Compute.diameter_range() Preview #
#Compute.diameter_range() -> tuple[Expression, Expression]
Compute lower and upper bounds for the maximum shortest-path distance between any two path-connected pairs of nodes. Edge weights are ignored in weighted graphs. If the graph is disconnected, the upper and lower bounds of the connected component with the most nodes is returned. Must be called in a rule or query context.
If the graph is disconnected, the diameter is mathematically defined to be infinity.
Nevertheless, this information doesn’t tell you much about the graph other than the fact that it is disconnected.
You can find out whether a graph is connected using .is_connected().
For directed graphs that are not strongly connected (i.e., some node pairs are not mutually reachable), the classical graph-theoretic definition of diameter is either undefined or infinite. This function computes the maximum shortest path length among all reachable node pairs instead, which may not match other definitions of diameter used in the literature.
Supported Graph Types#
| Graph Type | Supported | Notes |
|---|---|---|
| Undirected | Yes | |
| Directed | Yes | |
| Weighted | Yes | Weights are ignored. |
| Unweighted | Yes |
Returns#
Returns a tuple of two Expression objects that produce the lower and upper bounds for the diameter of the graph.
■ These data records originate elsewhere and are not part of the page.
PR #2063, opened 2021-06-28
WIP Interim save

yulgolem:


yulgolem:
- let's create an event storage, store there 1) email validation results and 2) admin set FDs
- then let's initialize FD from these events

And for the next PRs:
- then let's add business registry validations, since we got no such a functionality in a production yet, just a manually working prototype
- then we'll setup not only automatic FD from events, but FD lifting as well when all negative events are gone
- and just after that - we'll think about thresholds

yulgolem:
Rake task is started as `bundle exec rake verify_email:check_all -- -d=shop.test --check_level=mx --spam_protect=true`
or `bundle exec rake verify_email:check_all -- -dshop.test -cmx -strue`

Issue #1795, opened 2021-01-11
Registrar: Validation contacts name - Special characters instead of letters


OlegPhenomenon:
If during the creation of a new contact you type a different number of characters, for example ¤ # "¤ #" ¤ "?,then the form allows you to create a new contact with that name.

yulgolem:
BTW FYI https://www.kalzumeus.com/2010/06/17/falsehoods-programmers-believe-about-names/

vohmar:
fixed by https://github.com/internetee/registry/pull/2074

yulgolem:
Reopened (PR reverted) since one of our clients with name containing "&"-character could not make any changes to the contact name.
Asked Silver on legal limitations we have on this account, let's set this task on hold until we got a knowledge on what characters should we allow/block.

yulgolem:
According to [technical terms and conditions ](https://meedia.internet.ee/files/Appendix%201_Registrar_Contract_EN_01.07.2020.pdf)of our contracts (courtesy of Silver Sõrmus) we got no legal restrictions on any naming whatsoever - so even name of `¤ # "¤ #" ¤ "?` is completely legal. So my proposal is to close this issue.

PR #2074, opened 2021-07-07
fix contacts name validation

DinSmol:
see issue #1795


yulgolem (changes requested):
BTW that's the real contact name - `MARY ÄNN O’CONNEŽ-ŠUSLIK`. And it doesn't matches with this regexp. Eesti keelt uses all types of diacritic symbols/dashes in person names.

yulgolem (approved):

In the case of directed graphs, these bounds apply only to pairs of nodes where a path exists from one to the other.
The diameter range is computed by selecting a subset of highest degree nodes and, for each node, finding the length of the longest shortest path from that node to the rest of the graph. The minimum and maximum of these lengths are returned as the lower and upper bounds of the diameter, respectively.
Example#
Use .diameter_range() to compute the range of possible diameters in a graph.
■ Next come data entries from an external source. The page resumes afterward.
Issue #1788, opened 2021-01-06
Admin - Add new bank transaction: undefined method `paid?' for nil:NilClass 


OlegPhenomenon:
When trying to bind manually new bank transaction in admin panel, there is an error: Add new bank transaction: undefined method `paid?' for nil:NilClass 

Reproducing the error step by step:
1. Go settings and click to Invoice
2. Select some unpaid invoice
3. Click to "Payment received"
4. Click to save
5. Click to add in Bank Transaction sections
6. Fill in the fields
7. Left empty field binded invoice or type something and click "Bind manually"

vohmar:
fixed by #2075

PR #2075, opened 2021-07-07
fix bind_invoice method

DinSmol:
see issue #1788

### DIFF
--- a/app/models/bank_transaction.rb
+++ b/app/models/bank_transaction.rb
@@ -106,7 +106,7 @@ class BankTransaction < ApplicationRecord
   private
 
   def reset_pending_registrar_balance_reload
-    return unless registrar.present? && registrar.settings['balance_auto_reload']
+    return unless registrar.settings['balance_auto_reload']
 
     registrar.settings['balance_auto_reload'].delete('pending')
     registrar.save!
--- a/app/models/bank_transaction.rb
+++ b/app/models/bank_transaction.rb
@@ -106,7 +106,7 @@ class BankTransaction < ApplicationRecord
   private
 
   def reset_pending_registrar_balance_reload
-    return unless registrar.settings['balance_auto_reload']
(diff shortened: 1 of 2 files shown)


app/models/bank_transaction.rb
```diff
@@ -60,7 +60,7 @@ def bind_invoice(invoice_no, manual: false)
 
     invoice = Invoice.find_by(number: invoice_no)
     errors.add(:base, I18n.t('invoice_was_not_found')) unless invoice
```
yulgolem, line 62: Let's consider to move this check also to` #validate_invoice_data(invoice)` method.

yulgolem (approved):

yulgolem (changes requested):
Let's add some tests to be sure.

yulgolem (approved):

vohmar:
might be different issue, but maybe its and easy fix to do right here. the method paid error is indeed gone, but if a user creates a valid bank transaction that matches an unpaid invoice error is returned on pressing "bind manually"

undefined method `settings' for nil:NilClass

app/models/bank_transaction.rb
```diff
@@ -102,7 +106,7 @@ def parsed_ref_number
   private
 
   def reset_pending_registrar_balance_reload
-    return unless registrar.settings['balance_auto_reload']
+    return unless registrar.present? && registrar.settings['balance_auto_reload']
```
yulgolem, line 109: Looks like we do not have this covered in tests, are we?

yulgolem (changes requested):

yulgolem:
I'd suggest to move a bind manually error `undefined method `settings' for nil:NilClass` to separate issue and complete/close this one - you know, just to eat the elephant one bite a time.

yulgolem (approved):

You access the .diameter_range() method from a Graph object’s
.compute attribute:
#import relationalai as rai
from relationalai.std import alias
from relationalai.std.graphs import Graph
# Create a model named "socialNetwork" with a Person type.
model = rai.Model("socialNetwork")
Person = model.Type("Person")
# Add some people to the model and connect them with a multi-valued `follows` property.
with model.rule():
alice = Person.add(name="Alice")
bob = Person.add(name="Bob")
carol = Person.add(name="Carol")
alice.follows.add(bob)
bob.follows.add(carol)
# Create a directed graph with Person nodes and edges between followers.
# Note that graphs are directed by default.
# This graph has edges from Alice to Bob and Bob to Carol.
graph = Graph(model)
graph.Node.extend(Person)
graph.Edge.extend(Person.follows)
# Compute the diameter range of the graph.
with model.query() as select:
diam_min, diam_max = graph.compute.diameter_range()
response = select(alias(diam_min, "min"), alias(diam_max, "max"))
print(response.results)
# Output:
# min max
# 0 2 2
In cases like this where the lower and upper bounds are the same, the diameter of the graph is known exactly. This may not always be the case, especially for larger and more complex graphs.